Superwulkan na Plutonie, który zdumiał badaczy – jaki sekret ujawnił ludzkości

Planeta Pluton dokonała niesamowitego odkrycia ujawnionego przez naukowców. Oto tajemnica, którą odkrył superwulkan.

Superwulkan Pluton STUNS Tajni badacze odkrywają ludzkość

Chociaż minęło prawie dziesięć lat, odkąd sonda kosmiczna New Horizons NASA odwiedziła Plutona, planeta karłowata w dalszym ciągu okazuje się zaskakująco złożonym światem.

Naukowcy badający dane ze statków kosmicznych odkryli niezwykły krater w pobliżu świecącego obszaru w kształcie serca na Plutonie, zwany Sputnik Planitia, i twierdzą, że mogą znajdować superwulkan, który prawdopodobnie wybuchł zaledwie kilka milionów lat temu. Może to brzmieć jak dawno temu, ale z kosmicznego punktu widzenia jest to całkiem niedawno. Dla porównania, Układ Słoneczny ma ponad 4,5 miliarda lat.

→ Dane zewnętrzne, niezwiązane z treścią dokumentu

PR #767, opened 2026-06-11
Drop PHP 7

phil-davis:
- drop PHP 7.4 8.0 and 8.1 support
- apply cs-fixer and rector automated changes
- make changes to test code and real code to get phpstan to pass

### DIFF
--- a/lib/Document.php
+++ b/lib/Document.php
@@ -118,10 +118,10 @@ abstract class Document extends Component
     public function create(string $name)
     {
         if (isset(static::$componentMap[strtoupper($name)])) {
-            return call_user_func_array([$this, 'createComponent'], func_get_args());
+            return call_user_func_array($this->createComponent(...), func_get_args());
         }
 
-        return call_user_func_array([$this, 'createProperty'], func_get_args());
+        return call_user_func_array($this->createProperty(...), func_get_args());
     }
 
     /**
--- a/lib/Document.php
+++ b/lib/Document.php
@@ -118,10 +118,10 @@ abstract class Document extends Component
     public function create(string $name)
     {
         if (isset(static::$componentMap[strtoupper($name)])) {
-            return call_user_func_array($this->createComponent(...), func_get_args());
+            return $this->createComponent(...func_get_args());
         }
 
-        return call_user_func_array($this->createProperty(...), func_get_args());
+        return $this->createProperty(...func_get_args());
     }
 
     /**
--- a/lib/PHPUnitAssertions.php
+++ b/lib/PHPUnitAssertions.php
@@ -55,13 +55,13 @@ trait PHPUnitAssertions
         $actual = $getObj($actual)->serialize();
 
         // Finding wildcards in expected.
-        preg_match_all('|^([A-Z]+):\\*\\*ANY\\*\\*\r$|m', $expected, $matches, PREG_SET_ORDER);
+        preg_match_all('|^([A-Z]+):\\*\\*ANY\\*\\*\r$|m', (string) $expected, $matches, PREG_SET_ORDER);
 
         foreach ($matches as $match) {
             $actual = preg_replace(
                 '|^'.preg_quote($match[1], '|').':(.*)\r$|m',
                 $match[1].':**ANY**'."\r",
-                $actual
+                (string) $actual
             );
         }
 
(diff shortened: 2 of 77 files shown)


phil-davis:
```
fopen(foo.json): Failed to open stream: No such file or directory
```

I have no idea how the tests found `foo.json` previous to the changes in this PR. It doesn't seem to exist as a fixture anywhere in this repo. The tests are broken now, but they passed in master that has PHPunit9. This has PHPunit11. No idea if that is relevant. I get the same stuff failing locally on my laptop.

phil-davis:
`git log --all --full-history -- "*foo*"`

Finds nothing. So there never has been any file in this repo with "foo" in its name. And I don't see any code that will create `foo.json` or `foo.ics`. So how did this ever work?

Edit add:

The test cases actually expected the Cli to exit with status "2". So they did expect that a problem would be reported - the input file does not exist. Due to changes in PHPunit11, the test code was now exposed to the PHP warning from fopen. So I needed to handle that in the test code, and make a small addition to the real code to throw an InvalidDataException when `fopen` returns false. That is then handled causing `exit 2`, the previous behavior.

lib/Document.php
```diff
@@ -118,10 +118,10 @@ public function getDocumentType(): int
     public function create(string $name)
     {
         if (isset(static::$componentMap[strtoupper($name)])) {
-            return call_user_func_array([$this, 'createComponent'], func_get_args());
+            return call_user_func_array($this->createComponent(...), func_get_args());
```
staabm: can this be simplified?

```suggestion
            return$this->createComponent(func_get_args());
```

same for the line below

tests/VObject/CliTest.php
```diff
@@ -154,7 +154,7 @@ public function testConvertJson(): void
     public function testConvertJCardPretty(): void
     {
         if (version_compare(PHP_VERSION, '5.4.0') < 0) {
-            $this->markTestSkipped('This test required PHP 5.4.0');
+            $this::markTestSkipped('This test required PHP 5.4.0');
```
staabm: should be `self::` instead of `$this::`

phil-davis: Fixed in commit 99d877e13485f8a5d6c12b821d7904856a191899

lib/Document.php
phil-davis: Simplified in https://github.com/sabre-io/vobject/pull/767/changes/2d35ee74eca8d236d4c175fdade91cc73b527b24

marclaporte:
Will this lead to a new major release? (does dropping old PHP versions trigger SemVer?)

phil-davis:
> Will this lead to a new major release? (does dropping old PHP versions trigger SemVer?)

Normally I would just make a minor release for dropping PHP versions. `composer` looks after knowing which version suits the PHP version(s) supported by a project.
But there are also a lot of changes/enhancements in `master` that have parameter and return type definitions, and other PHPdoc stuff. So I think that consumers might find it a bit of effort to implement, particularly if they are currently calling methods with wrong parameter types that have been coerced by PHP, but now the types will be strictly enforced.

So I will make this a major version. That gives consumers the option to specifically choose to update.

lib/PHPUnitAssertions.php
```diff
@@ -51,23 +51,26 @@ public function assertVObjectEqualsVObject($expected, $actual, string $message =
...
-        $actual = $getObj($actual)->serialize();
+        /**
+         * @var string $expectedSerialized
+         */
+        $expectedSerialized = $getObj($expected)->serialize();
+        $actualSerialized = $getObj($actual)->serialize();
 
         // Finding wildcards in expected.
-        preg_match_all('|^([A-Z]+):\\*\\*ANY\\*\\*\r$|m', $expected, $matches, PREG_SET_ORDER);
+        preg_match_all('|^([A-Z]+):\\*\\*ANY\\*\\*\r$|m', $expectedSerialized, $matches, PREG_SET_ORDER);
```
staabm: This is missing handling if a possible error return

lib/Property.php
```diff
@@ -118,12 +99,12 @@ public function setValue($value): void
      * multi-value object, some decision will be made first on how to represent
      * it as a string.
      *
-     * To get the correct multi-value version, use getParts.
+     * To get the corgetValuerect multi-value version, use getParts.
```
staabm: Typo?

staabm (approved):

lib/Property.php
phil-davis: Well spotted. Random paste of the function name below! Fixed.

lib/PHPUnitAssertions.php
phil-davis: Added a check of the return result of `preg_match_all`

Jednak zamiast wyrzucać stopioną skałę z ziemskich wulkanów, wydaje się, że krater Kiladze o szerokości 44 km wyrzucił lodowatą lawę na powierzchnię Plutona w procesie znanym jako kriowulkanizm. Uważa się, że proces ten, który zachodzi również na księżycach gazowych gigantów w naszym Układzie Słonecznym i prawdopodobnie stworzył inne tajemnicze tereny na Plutonie, wypycha wodę z ukrytego podziemnego oceanu na powierzchnię, zmieniając go na przestrzeni milionów lat. roczny.

Superwulkan Plutona odkrywa prawdopodobny ocean podpowierzchniowy

Wulkany do erupcji wymagają źródła ciepła, dlatego niedawna aktywność na Plutonie sugeruje, że wewnątrz planety karłowatej pozostało więcej ciepła, niż wcześniej sądzono. Naukowcy przeanalizowali zdjęcia wykonane przez sondę New Horizons krateru Kiladze, który znajduje się na północny wschód od Sputnik Planitia. Chociaż krater początkowo wyglądał podobnie do tych pozostałych po uderzeniach meteorytów, wydawało się, że brakuje mu centralnego szczytu, normalnie oczekiwanego w przypadku tego zjawiska geologicznego. Według nowego badania, które musi jeszcze zostać ocenione przez innych ekspertów, wydawała się również lekko wydłużona, co odpowiada ruchom powodowanym przez siły tektoniczne wewnątrz Plutona.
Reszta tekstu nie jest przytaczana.